Let \(V\) be a finite dimensional inner product space and let \(\beta\) be an orthonormal basis. Then, \([T^*]_\beta = [T]_\beta^*\).
A linear map is called self-adjoint if \(T = T^*\). Equivalently, a linear map \(T\colon V \to V\) is self-adjoint if for any \(\v, \w \in V\), we have \(\ip{T\v}{\w} = \ip{\v}{T\w}\).
\(T\) is self-adjoint iff \([T]_\beta\) is Hermitian for any orthonormal basis \(\beta\), i.e. \([T]_\beta = [T]_\beta^*\).
Let \(T\colon V \to V\) be a self-adjoint operator and \(\lambda \in \C\) is an eigenvalue, with \(T\v = \lambda\v\) for some \(\v \neq \ve{0}\). Then, \(\lambda \in \R\). Moreover, the eigenspaces associated with distinct eigenvalues are orthogonal.
The spectral theorem for real self-adjoint maps says that \(T\colon V \to V\) is self-adjoint if there exists an orthonormal eigenbasis.
The spectral theorem for normal operators says that \(T\colon V \to V\) is normal iff there exists an orthonormal eigenbasis.

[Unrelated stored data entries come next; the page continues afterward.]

PR #1728, opened 2024-09-25
Update OAuth2EndpointUtils.java

MicahZheng:
getQueryParameters only get query parameter ，
getFormParameters only get form parameter

### DIFF
--- a/oauth2-authorization-server/src/main/java/org/springframework/security/oauth2/server/authorization/web/authentication/OAuth2EndpointUtils.java
+++ b/oauth2-authorization-server/src/main/java/org/springframework/security/oauth2/server/authorization/web/authentication/OAuth2EndpointUtils.java
@@ -15,9 +15,9 @@
  */
 package org.springframework.security.oauth2.server.authorization.web.authentication;
 
-import java.util.Collections;
-import java.util.HashMap;
-import java.util.Map;
+import java.net.URLDecoder;
+import java.nio.charset.Charset;
+import java.util.*;
 
 import jakarta.servlet.http.HttpServletRequest;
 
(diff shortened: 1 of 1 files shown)


jgrandja:
@MicahZheng I don't understand why this change is needed?

Did you find an issue? If so, please provide a [minimal sample](https://stackoverflow.com/help/minimal-reproducible-example) or test that reproduces the issue so I can look into it further.

MicahZheng:
When the query parameters and form parameters are the same, the method getFormParameters will not get any parameters. And my partner gave me such parameters when requesting my interface, and the query parameters and form parameters are exactly the same. It does provide enough parameters. Maybe he should only put the form parameters, but I found that the method getQueryParameters and the method getFormParameters are not Just get the corresponding content like his name

MicahZheng:
POST https://example.com/oauth2/token?grant_type=authorization_code&code=the_authorization_code&redirect_uri=https%3A%2F%2Fyourapp.com%2Fcallback&client_id=client_id&client_secret=client_secret&scope=read+write HTTP/1.1
Host: example.com
Content-Type: application/x-www-form-urlencoded

grant_type=authorization_code&code=the_authorization_code&redirect_uri=https%3A%2F%2Fyourapp.com%2Fcallback&client_id=client_id&client_secret=client_secret&scope=read+write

The distance between vectors \(\v\) and \(\w\) in an inner product space \(V\) is defined to be \(\norm{\v - \w}\).
A linear map \(T\colon V \to V\) is called an isometry if it is distance preserving. \[ \norm{T\v - T\w} = \norm{\v - \w}, \quad\text{for all }\v, \w \in V. \] Equivalently, \[ \norm{T\v} = \norm{\v}, \quad \text{for all }\v \in V. \] It can be shown that \(T\) is an isometry iff \(\ip{T\v}{T\w} = \ip{\v}{\w}\). Thus, isometries are also angle preserving.
It can also be shown that an isometry satisfies \(T^* T = I_V\).
The matrix \([T]_\beta\) is unitary.